REPORTING RESPONSIBILITY

  1. The Committee shall report to the GA at its regular meetings on its proceedings on all matters within its mandate;
  2. The Committee shall make whatever recommendations it deems appropriate to GA on any area within its remit where action or improvement is necessary;
  3. The Committee shall, at least once a year review its own performance, constitution and Terms of Reference to ensure it is operating at maximum effectiveness and recommend any changes its considers necessary to the GA for approval.
MEMBERSHIP
  1. Prof. Stanley O. Khainga (Chair) – Chair
  2. Dr. Afrika Gasana (Rwanda) – Member
  3. Mr. Richard Ndovie (Malawi) – Member
  4. Dr. Albert Nzayisenga (Rwanda) – Member
  5. Ms. Kara Oleyn (USA) – Member
Secretariat Dr. Margaret Mbugua (Kenya) Mandate Membership, Communication, Promotion and Marketing Committee (MCPMC) is established to promote and market AMCOA through the dissemination of appropriate information to the various defined audiences (stakeholders) using effective communication strategies. Composition Membership, Communication, Promotion and Marketing Committee shall be composed as follows:-
  1. Three (3) members, to be elected by the Annual General Meeting, one of which shall be a member of the Management Committee(MANCO) of AMCOA;
  2. The Chairperson, elected by the Committee from amongst its members;
  3. Co-opted from member Councils; and
  4. Co-opted persons with specific skills.
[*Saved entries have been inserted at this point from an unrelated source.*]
PR #302, opened 2024-10-11
[dev-ratio] add default parameters for propd/propr/grea

suzannejin:
- [x] added default parameters for propd/propr/grea into nextflow.config and schema
- [x] modified PROPD to consider the input from contrast file 

## PR checklist


conf/modules.config
```diff
@@ -482,35 +482,102 @@ process {
         ]
     }
 
+    // TODO
+    // for the moment, the parameters from toolsheet are parsed here.
+    // For the repeated arguments, since the R argument parser will only take the first one,
```
WackerO, line 487: What does 'repeated arguments' mean?

modules/local/propr/grea/main.nf
```diff
@@ -3,9 +3,9 @@ process PROPR_GREA {
     label 'process_high'
 
     // conda "${moduleDir}/environment.yml"
```
WackerO, line 5: Why is conda not an option for this module?

modules/local/propr/propd/templates/propd.R
```diff
@@ -323,8 +458,14 @@ if (opt\$permutation == 0) {
...
-        connectivity <- get_connectivity(adj)
-        hub_genes <- get_hub_genes(connectivity)
+        connectivity <- get_connectivity(
+            pd,
+            adj,
+            de,
+            theta_cutoff,
+            features_id_col=opt\$features_id_col
+        )
+        hub_genes <- get_hub_genes(connectivity, weigthted=opt\$weighted_degree)
```
WackerO:
```suggestion
        hub_genes <- get_hub_genes(connectivity, weighted=opt\$weighted_degree)
```

modules/local/propr/propr/main.nf
```diff
@@ -2,10 +2,10 @@ process PROPR_PROPR {
     tag "$meta.id"
     label 'process_medium'
 
-    conda "${moduleDir}/environment.yml"
+    // conda "${moduleDir}/environment.yml"
```
WackerO, line 5: Why no conda?

nextflow_schema.json
```diff
@@ -752,6 +750,97 @@
             },
             "fa_icon": "fas fa-border-all"
         },
+        "propd_specific_options": {
+            "title": "propd specific options",
+            "type": "object",
+            "description": "Parameters to run differential proportionality",
+            "default": "",
+            "properties": {
+                "propd_group_col": {
```
WackerO: Please add descriptions to this param and the following

modules/local/propr/grea/main.nf
suzannejin: so the module is temporal yet, 
I plan to finish the nf-corization of the module during the hackathon, and by then the conda environment and all the nf-tests should be ready

conf/modules.config
suzannejin: So for example, in the current samplesheet we have these pathways:
```
pathway_name,diff_method,args_diff,cor_method,args_cor,enr_method,args_enr
pcorbshrink,,,propr,--metric pcor.bshrink,,
propr,,,propr,--metric rho,,
cor,,,propr,--metric cor,,
```

The `metric` argument is changed depending on the pathway. Ideally, the default argument for metric declared in modules.config should be replaced. I imagine this can be done maybe by a bit of groovy scripting, but for the moment I don't know how to do it yet. So, my temporal workaround is to just append it to the ext.arg, this will create repeated arguments (eg. `--arg1 val1 --metric cor --metric rho`).  In R, this is parsed as a named list, and only the first one with name 'metric' will be considered, succesfully overwriting the behaviour.
This is not ideal, so I put the TODO, for later deal on it.

WackerO: Ah, I see. I'm wondering if for this it wouldn't be possible to make an exception to the nf-core rules and put these arguments into a channel. That way, the module would only receive these arguments once per module execution. Might need to discuss this with the core members.

WackerO (approved):

conf/modules.config
suzannejin: Yes we could further discuss this! I would like to hear in which way you would put them into a channel?
What I thought it could work is to run a groovy function above the ext args, that loads everything as a dict and replaces the repeated arguments, and return the parsed arguments as ext.arg for the execution of the module. 
But yes, it should have better alternative ways.

WackerO: Ah sorry, I thought I had replied here...
I'm not sure how exactly the code would have to be written, but basically I think it should be possible to create channels for each of the params (or maybe even just a single channel for all of them, similar to the meta map) that contain the settings of all params for a single pathway name, e.g.:
```
First iteration of the pipeline: [pathway_name: pcorbshrink, diff_method: ???, metric: pcor.bshrink, ... ]
Second iteration of the pipeline: [pathway_name: propr, diff_method: ???, metric: rho, ... ]
Third iteration of the pipeline: [pathway_name: cor, diff_method: ???, metric: cor, ... ]
```
The brackets all refer to the same channel, just different 'constellations' or whatever that is called in nextflow talk, i.e. when the contents of a channel change between different pathways of the same pipeline run.
Then we could just give this channel to all the modules that require this information, and in each pathway, the correct values are handed over to these modules :)

PR #304, opened 2024-10-21
Disallow TXT files

WackerO:
Currently, the pipeline does not properly handle contrast files with the TXT extension; they are treated as comma-separated which results in an error. This behaviour is now fixed.

## PR checklist


pinin4fjords (changes requested):
I don't agree with this, you've just flipped the problem and created another one.

txt doesn't imply any particular separator- commas or tabs. Therefore we should just restrict the input to csv|tsv and disallow txt - not assume that txt has tabs.

WackerO:
You're right, txt doesn't imply anything, but we have treated txt as a tab-separated file format for all the other files; your `read_delim_flexible` function makes the same assumption. I do think that we should treat this uniformly and either continue the same assumption here or disallow txt files in general.

pinin4fjords:
Yes, let's disallow!

pinin4fjords (approved):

Responsibilities and Function
  1. To develop an effective and efficient communication, promotion and marketing strategy for AMCOA
  2. To develop and implement policies as follows:-
    1. Communication and public relations policy
    2. Marketing policy
    3. Promotion Policy
    4. Stakeholders management Policy
  3. To identify policy implementation strategies
    1. Undertake user needs assessment
    2. develop strategy
    3. Disseminate the communication strategy policy
    4. Monitor and evaluate its use
  4. To develop a work plan
  5. The implementation framework
Terms of Office Membership, Communication, Promotion and Marketing Committee shall hold office for the duration of the term of office of the management Committee. Vacancies which may occur in the Committee shall be filed by the Management Committee. The replacing member shall hold office for the unexpired portion of the Committee’s term of office Meetings of The Committee Frequency:
  1. the Committee shall meet two(2) times a year, in February at the Annual Conference of each year
  2.  make provisions for special meeting in the event of urgent matters after consultation with MANCO.